A2PL se peut qu’être heureuse de ce résultat, et doit, tout comme la commune de Saint-Laurent-Médoc qui recueille à présent le fruit de ce travail, de profonds remerciements aux concepteurs du dossier, Jean-Bernard Faivre et Marc Vignau, pour leur implication bénévole. Notre association a souhaité faire montre de l’honnêteté et de la courtoisie les plus strictes : bien qu’elle soit habilitée à soumettre par elle-même le dossier aux services de la DRAC, elle a jugé opportun et administrativement plus juste que la démarche émane de la commune, propriétaire des objets. La mesure de protection obtenue entraîne toutefois, pour la commune qui en est détentrice, le respect d’obligations nouvelles et formelles. Aucune intervention, notamment, ne pourra avoir lieu sur les objets sans que les conservateurs référents n’en soient avisés et, le cas échéant, qu’ils n’interviennent dans le processus décisionnel, notamment en cas de projet de restauration. C’est un bien, dans la mesure où cela empêche toute décision hâtive, toute intervention un peu « sauvage », susceptible de nuire in fine à ces œuvres exceptionnelles.

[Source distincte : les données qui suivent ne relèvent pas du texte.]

PR #2344, opened 2019-07-09
commented out flake8 docstrings from travis

robert-wagner:


robert-wagner:
I'm merging this without a review to make it so that we can merge pull requests until https://gitlab.com/pycqa/flake8-docstrings/merge_requests/15 is merged. This change will be reverted at that point

PR #2345, opened 2019-07-09
Modularize creation of a websocket worker for tests

mari-linhares:
Clean up tests.

Replace `start_proc` to `start_remote_worker` when possible to avoid redundant code.


robert-wagner:
hey @mari-linhares Some tests are breaking due to connection errors. I am not sure why that is

mari-linhares:
Hey @robert-wagner,

I believe it's fixed now, had some minor problems updating the tests but they should pass now.

I've also changed the ports of a few WebSocket tests for precaution (avoiding use the same ports, just in case a connection is not closed).

test/federated/test_train_config.py
```diff
@@ -450,10 +441,10 @@ def forward(self, x):
 
     # Create and send train config
     train_config = sy.TrainConfig(model=model, loss_fn=loss_fn, batch_size=2, epochs=1)
-    train_config.send(local_worker)
+    train_config.send(remote_worker)
```
midokura-silvia: Could we use remote_proxy instead of remote_worker? Because the object previously called local_worker is actually local and not remote. Yet it represents a proxy of the remote worker.

midokura-silvia: Please take a look at the changes in #2386 and #2388. They address another aspect of the websocket connection setup. I wasn't aware (forgot) about your changes to these files.

test/conftest.py
```diff
@@ -1,29 +1,72 @@
...
-        p = Process(target=target)
-        p.start()
-        return p
+@pytest.fixture()
+def start_remote_worker():  # pragma: no cover
+    """Helper function for starting a websocket worker."""
 
-    return _start_proc
+    def _start_remote_worker(
+        id, hook, dataset: str = None, host="localhost", port=8768, max_tries=5, sleep_time=0.01
```
midokura-silvia: Do we want a default value for port? Or should it always be a required argument?

test/conftest.py
```diff
@@ -1,29 +1,72 @@
...
+    ):
+        kwargs = {"id": id, "host": host, "port": port, "hook": hook}
+        server = _start_proc(WebsocketServerWorker, dataset=dataset, **kwargs)
+        remote_worker = instantiate_websocket_client_worker(
```
midokura-silvia: I would prefer another name for remote_worker (as remote_proxy). As this remote_worker instance is the local proxy of the remote websocket server.

test/federated/test_train_config.py
```diff
@@ -299,7 +299,7 @@ def test_send_model_and_loss_fn(workers):
     # TODO check reason for error (RuntimeError: This event loop is already running) when starting websocket server from pytest-asyncio environment
     # dataset = sy.BaseDataset(data, target)
 
-    # process_remote_worker = start_proc(WebsocketServerWorker, dataset=(dataset, dataset_key), **kwargs)
+    # process_remote_worker = start_remote_worker(id="async_fit", hook=hook, dataset=(dataset, dataset_key))
```
midokura-silvia: We can leave the comment, but the syntax is no longer correct. start_remote_worker returns a tuple of values.

test/federated/test_train_config.py
```diff
@@ -435,9 +428,10 @@ def forward(self, x):
...
         print("Loss after training: {}".format(loss_after))
 
-    local_worker.ws.shutdown()
-    del local_worker
+    remote_proxy.close()
+    del remote_proxy
 
-    process_remote_worker.terminate()
+    time.sleep(0.1)
+    server.terminate()
```
midokura-silvia: could you check whether the two lines:
del remote_proxy
and 
time.sleep(0.1)
are necessary?
The main issue with the websocket connections in the tests are connection requests after closing the connections.
These are mostly due to:
 - pointer objects that refer to remote objects (and are in charge of garbage collection) that are deleted at the end of the test

test/message/test_plan.py
```diff
@@ -287,26 +287,23 @@ def my_plan(data):
     x = th.tensor([-1, 2, 3])
     local_res = my_plan(x)
 
-    kwargs = {"id": "test_plan_worker", "host": "localhost", "port": 8799, "hook": hook}
-    server = start_proc(WebsocketServerWorker, **kwargs)
+    server, remote_proxy = start_remote_worker(id="test_plan_worker", hook=hook)
```
midokura-silvia: port not specified. Is this wanted?
Is there a way to make sure that the process is terminated even when the test fails? I don't see an easy way to implement that right now. It would be easier if the pytest fixture returned a server instance and not the function. (Then you could put it in the teardown code after yield).

If I remember correctly this is one of the reasons for having different port numbers for each test.

test/workers/test_websocket_worker.py
```diff
@@ -81,166 +64,142 @@ def create_self_signed_cert(cert_path, key_path):
...
     assert nr_objects == 1
 
-    # get remote object before terminating the websocket connection
-    y.get()
-    local_worker.close()
-    local_worker.remove_worker_from_local_worker_registry()
-    process_remote_worker.terminate()
-
-
-def test_clear_objects_remote(hook, start_proc):
```
midokura-silvia: why did you remove this test?

test/conftest.py
mari-linhares: I think we can keep a default value port.

test/federated/test_train_config.py
mari-linhares: indeed, thank you!

test/federated/test_train_config.py
mari-linhares: will do

test/message/test_plan.py
mari-linhares: > Is there a way to make sure that the process is terminated even when the test fails?
I think this is out of the scope of this change. But I agree this would be great to have.

> If I remember correctly this is one of the reasons for having different port numbers for each test.

Yes, indeed. As I said before I'm okay with keeping a default port for tests for now, but in a different PR we can deal with automatic different port allocation and handling fails. What do you think?

test/workers/test_websocket_worker.py
mari-linhares: good catch! that was me failing to merge the two files, will add it back.

test/federated/test_train_config.py
mari-linhares: I don't think we need them, getting rid of them.

test/message/test_plan.py
midokura-silvia: I agree that it is out of scope to catch port issues. 
However there were no port conflicts possible before this pull request, as we used a different port for each test. So I would propose to stick with separate port numbers.

PR #2349, opened 2019-07-10
Implementation of RNNs in python with linear layers for MPC

andrelmfarias:
Implemented all RNN modules available in PyTorch in Python with linear layers for MPC.

Tests of these modules were fine in pure Pytorch. However, I still get errors when I hook torch and run tests under syft.


DanyEle:
Very interested in this pull request! Are tests passing now? From the Travis CI trace, it looks like the only error reported is the following:

> 1 file would be reformatted, 131 files would be left unchanged.

Running `black syft .` would be enough to fix it.

andrelmfarias:
I still have to implement some tests with RNNs modules to check if they behave as expected (i.e. similar results in comparison to pure PyTorch RNNs)

Also I still need to work on some improvement to the implementations:

https://github.com/OpenMined/PySyft/pull/2349/commits/c0a7921a6a3c0729f7f66ad228aa675152a2d42f

https://github.com/OpenMined/PySyft/pull/2349/commits/e6db59d648570cc02824bc004e4c0af44936e9c5

andrelmfarias:
Last bugs with LSTMs were fixed.

Still need to implement grads for `tanh` and `sigmoid` for MPC training

syft/frameworks/torch/nn/rnn.py
```diff
@@ -0,0 +1,399 @@
...
+    ):
+
+        super(LSTM, self).__init__(
+            input_size, hidden_size, num_layers, bias, batch_first, dropout, bidirectional, LSTMCell
+        )
+
+
+def init_hidden(input, hidden_size, n_layers=None):
+    if n_layers is None:
+        h = torch.zeros(input.shape[0], hidden_size, dtype=input.dtype, device=input.device)
```
mari-linhares: Just checking... shouldn't this be input.shape[1] instead of input.shape[0]?

syft/frameworks/torch/tensors/interpreters/additive_shared.py
```diff
@@ -563,6 +563,25 @@ def mod(self, shares: dict, modulus: int):
     def __mod__(self, *args, **kwargs):
         return self.mod(*args, **kwargs)
 
+    @overloaded.method
+    def chunk(self, shares, *args, **kwargs):
```
mari-linhares: Add docstring.

syft/frameworks/torch/tensors/interpreters/precision.py
```diff
@@ -431,6 +431,41 @@ def addmm(bias, input_tensor, weight):
...
+            """
+            Overloads torch.sigmoid to be able to use MPC
+            Approximation with polynomial interpolation of degree 10 over [-10,10]
+            Ref: https://mortendahl.github.io/2017/04/17/private-deep-learning-with-mpc/#approximating-sigmoid
+            """
+
+            weights = [0.5, 0.216578258, -0.0083312848, 0.0001876528, -1.9669e-06, 7.5e-09]
+            degrees = [0, 1, 3, 5, 7, 9]
+
+            max_degree = 9
```
mari-linhares: `max_degree = degrees[-1]`

syft/frameworks/torch/tensors/interpreters/precision.py
```diff
@@ -431,6 +431,41 @@ def addmm(bias, input_tensor, weight):
...
+            max_idx = degrees.index(max_degree)
+            selected_weights = weights[1:max_idx]
```
mari-linhares: I don't think these two variables (selected_weights, selected_degrees) are needed. You can just use weights[1:max_idx] and degrees[1:max_idx] in the for loop.

test/torch/nn/test_rnn.py
```diff
@@ -0,0 +1,182 @@
...
+    out, h = model(x, h0)
+    assert out.get().float_precision().shape == th.Size(
+        [batch_size, seq_len, directions * hidden_size]
+    )
+    assert h.get().float_precision().shape == th.Size(
+        [batch_size, directions * num_layers, hidden_size]
+    )
+
+
+def test_gru(hook, workers):
```
mari-linhares: Is this test exactly like `test_simple_rnn` but for GRU? If so, it would be better to add the cell type as a parameter at @pytest.mark.parametrize

test/torch/nn/test_rnn.py
```diff
@@ -0,0 +1,182 @@
...
+    out, h = model(x, h0)
+    assert out.get().float_precision().shape == th.Size(
+        [batch_size, seq_len, directions * hidden_size]
+    )
+    assert h.get().float_precision().shape == th.Size(
+        [batch_size, directions * num_layers, hidden_size]
+    )
+
+
+def test_lstm(hook, workers):
```
mari-linhares: same comment.

test/torch/nn/test_rnn.py
```diff
@@ -0,0 +1,182 @@
...
+    out, (h, c) = model(x, (h0, c0))
+    assert out.get().float_precision().shape == th.Size(
+        [batch_size, seq_len, directions * hidden_size]
+    )
+    assert h.get().float_precision().shape == th.Size(
+        [batch_size, directions * num_layers, hidden_size]
+    )
+    assert c.get().float_precision().shape == th.Size(
+        [batch_size, directions * num_layers, hidden_size]
+    )
```
mari-linhares: I think a test showing that a RNN trains properly (aka loss decreasing) is a good idea.

syft/frameworks/torch/nn/__init__.py
```diff
@@ -0,0 +1,6 @@
+from .rnn import RNN
```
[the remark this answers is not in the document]
andrelmfarias: Will do

syft/frameworks/torch/nn/rnn.py
```diff
@@ -0,0 +1,399 @@
...
+        self.input_size = input_size
+        self.hidden_size = hidden_size
+        self.bias = bias
+        self.num_chunks = num_chunks
+        self.nonlinearity = nonlinearity
+        self.fc_xh = nn.Linear(input_size, self.num_chunks * hidden_size, bias=bias)
+        self.fc_hh = nn.Linear(hidden_size, self.num_chunks * hidden_size, bias=bias)
+        self.reset_parameters()
+
+    def reset_parameters(self):
```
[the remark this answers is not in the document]
andrelmfarias: Will do

syft/frameworks/torch/nn/rnn.py
```diff
@@ -0,0 +1,399 @@
...
+
+    def __init__(self, input_size, hidden_size, bias=True, nonlinearity="tanh"):
+        super(RNNCell, self).__init__(input_size, hidden_size, bias, num_chunks=1)
+
+        if nonlinearity == "tanh":
+            self.nonlinearity = torch.tanh
+        elif nonlinearity == "relu":
+            self.nonlinearity = torch.relu
+        else:
+            raise RuntimeError("Unknown nonlinearity: {}".format(nonlinearity))
```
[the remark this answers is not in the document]
andrelmfarias: Will do

syft/frameworks/torch/nn/rnn.py
```diff
@@ -0,0 +1,399 @@
...
+        super(GRUCell, self).__init__(input_size, hidden_size, bias, num_chunks=3)
+
+    def forward(self, x, h=None):
+
+        if h is None:
+            h = init_hidden(x, self.hidden_size)
+
+        gate_x = self.fc_xh(x)
+        gate_h = self.fc_hh(h)
+        x_r, x_z, x_n = gate_x.chunk(3, 1)
```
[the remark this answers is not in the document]
andrelmfarias: Indeed it is more coherent

syft/frameworks/torch/nn/rnn.py
```diff
@@ -0,0 +1,399 @@
...
+        self.bias = bias
+        self.batch_first = batch_first
+        self.dropout = float(dropout)
+        self.bidirectional = bidirectional
+        self.num_directions = 2 if bidirectional else 1
+        self.is_lstm = base_cell is LSTMCell
+        self.nonlinearity = nonlinearity
+
+        # Dropout layers
+        # TO DO: implement a nn.Dropout class for PySyft
```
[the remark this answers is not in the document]
andrelmfarias: Ok

syft/frameworks/torch/nn/rnn.py
```diff
@@ -0,0 +1,399 @@
...
+            if h is not None:
+                if self.is_lstm:
+                    h, c = h
+                    h = torch.transpose(h, 0, 1)
+                    c = torch.transpose(c, 0, 1)
+                    h = (h, c)
+                else:
+                    h = torch.transpose(h, 0, 1)
+
+        batch_size = x.shape[1]
```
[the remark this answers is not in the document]
andrelmfarias: This doesn't need to change, as discussed on Slack

syft/frameworks/torch/nn/rnn.py
```diff
@@ -0,0 +1,399 @@
...
+                c_forward = c
+
+        # Forward direction
+        output_forward = x.new(seq_len, batch_size, self.hidden_size).zero_()
+        for t in range(seq_len):
+            h_next = h_forward.new(h_forward.shape).zero_()
+            if self.is_lstm:
+                c_next = c_forward.new(c_forward.shape).zero_()
+
+            for layer in range(self.num_layers):
```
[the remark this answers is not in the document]
andrelmfarias: I agree. I will do it

syft/frameworks/torch/nn/rnn.py
```diff
@@ -0,0 +1,399 @@
...
+        dropout=0,
+        bidirectional=False,
+    ):
+
+        super(LSTM, self).__init__(
+            input_size, hidden_size, num_layers, bias, batch_first, dropout, bidirectional, LSTMCell
+        )
+
+
+def init_hidden(input, hidden_size, n_layers=None):
```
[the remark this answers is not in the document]
andrelmfarias: Will do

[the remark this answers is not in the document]
andrelmfarias: OK, will do

syft/frameworks/torch/nn/rnn.py
andrelmfarias: here input.shape[0] is the batch_size and input.shape[1] is the embedding size (exactly as in the PyTorch original RNNCell module: https://pytorch.org/docs/stable/nn.html#torch.nn.RNNCell)

We need to initialize h with shape (batch_size, hidden_size)

syft/frameworks/torch/tensors/interpreters/additive_shared.py
andrelmfarias: Will do

syft/frameworks/torch/tensors/interpreters/precision.py
andrelmfarias: Agree

syft/frameworks/torch/tensors/interpreters/precision.py
andrelmfarias: OK

test/torch/nn/test_rnn.py
andrelmfarias: Not exactly equal, as GRU and LSTM don't have the arg `nonlinearity` that RNN has. I prefer to keep them separate or we will have to iterate twice for GRU and LSTM (by using two values for `nonlinearity`) with no need to do so.

test/torch/nn/test_rnn.py
andrelmfarias: I can do only one test for GRU and LSTM and add the pytest decorator, but it might be a little bit messy as I will have some `if`s to handle it, since we have two states (hidden and cell) with LSTM and only one with GRU

test/torch/nn/test_rnn.py
andrelmfarias: Agree

test/torch/nn/test_rnn.py
mari-linhares: hmmm, I think you could just use one argument (something like 'model-type') and you could set it to: gru, lstm, rnn-tanh or rnn-relu. Internally you could deal with the specificity of each model (aka setting the nonlinearity when needed) What do you think?

I think this is better than having 3 different tests that are not actually that different.

andrelmfarias: I see. Ok, I will do like that

test/torch/nn/test_rnn.py
andrelmfarias: I just found out the RNNs are not working with AutogradTensors. It will take a bit of time to debug and implement a test for RNN training.

andrelmfarias: @mari-linhares I implemented a test with federated learning instead. I will work on AutogradTensors in another PR

mari-linhares: great!

syft/frameworks/torch/tensors/interpreters/precision.py
```diff
@@ -489,6 +489,39 @@ def addmm(bias, input_tensor, weight):
...
+            """
+            Overloads torch.sigmoid to be able to use MPC
+            Approximation with polynomial interpolation of degree 10 over [-10,10]
+            Ref: https://mortendahl.github.io/2017/04/17/private-deep-learning-with-mpc/#approximating-sigmoid
+            """
+
+            weights = [0.5, 0.216578258, -0.0083312848, 0.0001876528, -1.9669e-06, 7.5e-09]
+            degrees = [0, 1, 3, 5, 7, 9]
+
+            max_degree = degrees[2]
```
mari-linhares: shouldn't it be -1 instead of 2?

andrelmfarias: It's temporally.
After merges from last week, these activation functions got too slow (probably due to several multiplications with degrees higher than 3), so I needed to reduce the max_degree to keep it still doable. The precision we lose by doing this is not that significant and I plan to get back to max_degree=9 after I investigate further the problem with this increase in time execution.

Alors que nous avions annoncé dès notre Assemblée Générale du 3 mars dernier que ces cloches pourraient être présentées dans le cadre des JEP 2018 accompagnées de l’exposition De Pierre, de Bronze et de Lumière, nous venons subitement d’être avisés que cela n’aurait pas lieu et que le projet lancé depuis un an était annulé. Nous le regrettons sur un seul plan : le fait que le public médocain soit privé de l’occasion unique d’admirer ces objets, car l’évènement est d’une portée beaucoup plus large que les limites de la commune où ils se trouvent. Il y avait matière à organiser un très beau rendez-vous, impliquant de multiples acteurs du patrimoine comme du territoire. Peut-être, lorsqu’ils réintègreront leur emplacement à l’issue de la dernière tranche de travaux à venir sur le clocher de l’église, une nouvelle occasion se dessinera-t-elle de les présenter correctement, dans le cadre d’une manifestation culturelle dédiée, dans le respect de toutes les règles de sécurité et sur la base d’un partenariat solide. Dans cette attente, nous livrons au public les images et les textes dont nous sommes propriétaires.